Today’s Quotation is care of Daphne du Maurier. Listen in! Subscribe to Quotomania on quotomania.com or search for Quotomania on your favorite podcast app!
Daphne du Maurier (1907–1989) is one of the best-loved authors of popular fiction of her generation. Her novels established her as a master storyteller, but she also wrote plays, short stories and biographies. Haunting and atmospheric, her work occupies a unique place in 20th century literature, appealing to a broad audience yet worthy of literary merit.
Daphne du Maurier’s first novel, The Loving Spirit, was published in 1931 to critical acclaim. She married Major Frederick Arthur Montague ('Boy') Browning in 1932 and had her first daughter, Tessa, in 1933. Her frank biography of her father, Gerald: A Portrait (1934) shocked some of her father’s admirers but also gained her recognition as a talented writer. In 1936, publication of Jamaica Inn propelled her to the top of the best-seller lists.

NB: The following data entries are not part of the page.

Issue #950, opened 2022-11-14
feature: Output datacap in `boost wallet list`


magik6k:
It would be really neat to see remaining datacap in the `boost wallet list` output.

PR #959, opened 2022-11-16
feat: show datacap in `boost wallet list`

LexLuthr:
Fixes https://github.com/filecoin-project/boost/issues/950

### DIFF
--- a/cmd/boost/wallet_cmd.go
+++ b/cmd/boost/wallet_cmd.go
@@ -207,6 +207,9 @@ var walletList = &cli.Command{
 					}
 				} else {
 					wallet[dataCapKey] = "n/a"
+					if cctx.Bool("json") {
+						wallet[dataCapKey] = nil
+					}
 				}
 
 				wallets = append(wallets, wallet)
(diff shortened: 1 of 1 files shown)


cmd/boost/wallet_cmd.go
```diff
@@ -198,6 +199,19 @@ var walletList = &cli.Command{
 						wallet[marketLockedKey] = marketLockedValue
 					}
 				}
+				dcap, err := api.StateVerifiedClientStatus(ctx, addr, types.EmptyTSK)
+				if err == nil {
+					wallet[dataCapKey] = dcap
+					if !cctx.Bool("json") && dcap == nil {
+						wallet[dataCapKey] = "X"
```
dirkmc, line 206: Is is possible for dcap to be nil when err is not nil?

LexLuthr: There are 2 scenarios here.
1. Address does exists on chain. This would result in a error for the query.
2. Address is on chain but there is no data cap assigned to that address yet or it is now over.  This scenario could be dcap to be nil when err is not nil.

dirkmc: I guess I would expect that dcap is zero if there is no data cap assigned to that address... but if it's nil then this logic LGTM 👍

dirkmc (approved):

An unhappy period in Egypt as an army wife gave rise to Daphne du Maurier’s best-known novel, Rebecca (1938). An intense study of female jealousy, Rebecca was made into a successful film in 1940, directed by Alfred Hitchcock. Frenchman’s Creek (1941) and Hungry Hill (1943) followed, both of which were also made into successful films. She had another daughter, Flavia, in 1937, and a son, Christian, in 1940, and while her husband was away at war, she moved back to Cornwall with the children to live in 'Menabilly', a house which she had loved since her early 20s.
During and after the war, the du Mauriers’ marriage became strained. This prompted her to write a play, The Years Between (performed in 1944), which explored the effects of war on marriage. My Cousin Rachel (1951) was followed by two collections of short stories, The Apple Tree (1952) and The Breaking Point(1959); the latter was also influenced by her psychological stress. The Scapegoat (1957), a novel exploring themes of stolen identity and the self, is appreciated by critics as a more serious work, though at the time it was pigeonholed as another of her romantic thrillers. In 1963, Alfred Hitchcock’s film version of her short story The Birds, was released and became a cult classic. The death of her husband, in 1965, affected Daphne du Maurier profoundly and her unease was compounded by a growing sense that her imaginative talent was waning. Unable to renew the lease on her treasured home, Menabilly, she moved to Kilmarth, in Par, where she wrote the well-received The House on the Strand in 1969, the same year that she was made a DBE. She subsequently entered into a period of creative and personal decline, culminating with a nervous breakdown in 1981. She died at home in Cornwall in 1989 at the age of 81.